Source material:
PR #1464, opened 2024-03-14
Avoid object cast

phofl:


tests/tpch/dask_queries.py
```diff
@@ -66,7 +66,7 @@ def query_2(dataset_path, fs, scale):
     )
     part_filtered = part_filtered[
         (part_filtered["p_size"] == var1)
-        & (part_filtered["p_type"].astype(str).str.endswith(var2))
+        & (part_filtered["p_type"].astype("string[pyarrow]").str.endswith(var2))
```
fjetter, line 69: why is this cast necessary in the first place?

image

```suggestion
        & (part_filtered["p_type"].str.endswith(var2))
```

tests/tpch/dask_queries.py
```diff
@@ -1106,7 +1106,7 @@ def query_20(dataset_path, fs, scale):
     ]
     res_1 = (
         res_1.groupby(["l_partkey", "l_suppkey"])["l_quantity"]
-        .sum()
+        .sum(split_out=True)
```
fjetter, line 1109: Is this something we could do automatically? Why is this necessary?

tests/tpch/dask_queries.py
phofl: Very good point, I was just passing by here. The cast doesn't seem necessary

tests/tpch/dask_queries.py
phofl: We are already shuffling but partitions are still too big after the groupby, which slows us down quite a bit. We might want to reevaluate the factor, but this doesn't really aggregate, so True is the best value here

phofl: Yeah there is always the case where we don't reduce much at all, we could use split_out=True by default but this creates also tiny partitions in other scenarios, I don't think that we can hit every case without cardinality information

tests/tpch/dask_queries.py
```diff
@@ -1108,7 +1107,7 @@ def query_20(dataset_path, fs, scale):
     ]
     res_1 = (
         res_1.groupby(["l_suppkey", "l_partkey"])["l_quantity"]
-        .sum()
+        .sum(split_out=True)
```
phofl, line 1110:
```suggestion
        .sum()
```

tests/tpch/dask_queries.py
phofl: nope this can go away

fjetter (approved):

Work to be completed: A single number is required: the count of lines in the entries that include the word "could".

Output of the task: 2